What is expected →
All of the data needs to be reproduced with no alterations.

[Stored data]
PR #17212, opened 2024-11-15
[chore] make flickering disappear

Kharonus:
- unflicker InsertItemContract test

- use test locale for localisation specs to avoid errors due to lazy i18n loading

### DIFF
--- a/spec/contracts/custom_fields/hierarchy/insert_item_contract_spec.rb
+++ b/spec/contracts/custom_fields/hierarchy/insert_item_contract_spec.rb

Response to the exercise →
PR #17212, opened 2024-11-15
[chore] make flickering disappear

Kharonus:
- unflicker InsertItemContract test

- use test locale for localisation specs to avoid errors due to lazy i18n loading

### DIFF
--- a/spec/contracts/custom_fields/hierarchy/insert_item_contract_spec.rb
+++ b/spec/contracts/custom_fields/hierarchy/insert_item_contract_spec.rb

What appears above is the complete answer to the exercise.